House Commerce Committee (Remote Hearing) 4/16/20

Gov. Tim Walz has expressed support for the legislation, which would allow businesses to sell up to one bottle of wine and a six-pack of beer, cider or hard seltzer in their original, unopened packaging. The beer and wine could only be picked up, not delivered. Cities would be allowed to prohibit such sales by resolution.

Bars and restaurants have been ordered closed by the state until at least May 4 to help stop the spread of the coronavirus, but lawmakers are trying to help restaurants with liquor licenses weather the pandemic by allowing them to sell some alcoholic beverages with takeout.

Mike Jennings, owner of three west metro restaurants and a board member of the Minnesota Licensed Beverage Association, said restaurants don’t normally have a lot of cash in reserve, and 10% to 30% of them won’t be able to weather this shutdown, which will increase unemployment when the COVID-19 pandemic ends.

It’s costing Jennings $24,000 per month to close one of his restaurants. He said most restaurants have tried to offer takeout with mixed results. Offering wine and beer may help them make a little extra money.

“Anything we can do to chip away at our debt is really, really important,” he said.

Liz Rammer, CEO of Hospitality Minnesota, said the change would provide much-needed revenue to a cash-strapped hospitality industry that’s being “financially crushed.”
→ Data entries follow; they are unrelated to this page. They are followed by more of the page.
PR #576, opened 2018-10-02
param missing in paramset error message

antonhornquist:
refactored param lookup, and introduced a more descriptive error message when param is not found in paramset


pq:
nice!

PR #887, opened 2019-10-04
param remove

pq:
this *almost* works but inexplicably falls over for some but not all param ids...

```
params:print()
paramset [arcadia]
1 enc3 = timbre
2 shape = 0.0 
3 timbre = 0.5 
4 sub = 0.0 
5 noise = 0.0 
6 stereo width = 0.5 
7 pitch lag = 0.0 
8 filter gain = 0.0 
9 cut = 8.0 
10 cut env amt = 0.0 
11 cut attack = 0.05 
12 cut sustain = 0.9 
13 cut release = 1.0 
14 level = 0.15 
15 amp attack = 0.05 
16 amp decay = 0.1 
17 amp sustain = 0.9 
18 amp release = 1.0 
19 unnamed = ---
20 output = crow ii JF
<ok>
params:remove('enc3')
lua: /home/we/norns/lua/core/paramset.lua:219: invalid paramset index: enc3
stack traceback:
	[C]: in function 'error'
	/home/we/norns/lua/core/paramset.lua:219: in function 'core/paramset.lookup_param'
	/home/we/norns/lua/core/paramset.lua:142: in function 'core/paramset.remove'
	(...tail calls...)
```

Some businesses have already permanently shuttered and more could fall in the next few months. “This is an economic disaster,” she said.

Craft brewers would also like more options for off-sale. Lauren Bennett McGinty, executive director of the Minnesota Craft Brewers Guild, said 79% of craft breweries will close within the next six months if the shutdown continues.
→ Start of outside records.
Issue #888, opened 2019-10-05
wrapping artifacts when clipping in TAPE (?)


catfact:
see:
https://llllllll.co/t/norns-help/14016/1939

suspect 24b encoding not handling out-of-range signals well.

PR #889, opened 2019-10-05
Fix clip before tape write

catfact:
added hardclipper in tape writer class. 

out-of-range values were wrapping when encoded to fixed point. (seems like pretty bad behavior from libsndfile, but w/e.)

could probably implement the hardclipper more efficiently, without conditionals, but this will get it done.

### DIFF
--- a/crone/src/SoftCutClient.cpp
+++ b/crone/src/SoftCutClient.cpp
@@ -71,21 +71,15 @@ void crone::SoftCutClient::handleCommand(Commands::CommandPacket *p) {
     switch (p->id) {
         //-- softcut routing
         case Commands::Id::SET_ENABLED_CUT:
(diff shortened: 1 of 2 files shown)


simonvanderveldt:
@catfact https://github.com/erikd/libsndfile/issues/294#issuecomment-308981161

catfact:
@simonvanderveldt thanks! cutting through the snark i see the useful hint to try `SFC_SET_CLIPPING`. so, will do that and report back.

“I am saddened and fearful for these breweries,” she said.

Lon Larson, co-owner of Castle Danger Brewery in Two Harbors, said he supports the bill but wishes it went farther to help taprooms. He’s lost over 60% of sales and slashed half his staff.

Tom Hanson, representing The Distilled Spirits Council of the United States, urged lawmakers to include distilled spirits, since they are the highest margin item for alcohol beverages.

Michael Madigan, president and legal counsel for the Minnesota Beer Wholesalers Association, asked for a financial relief package to reimburse wholesalers for products that must be destroyed. But Rep. Greg Davids (R-Preston) said the state is broke, and he expects lawmakers to face a $10 billion shortfall after the November budget forecast.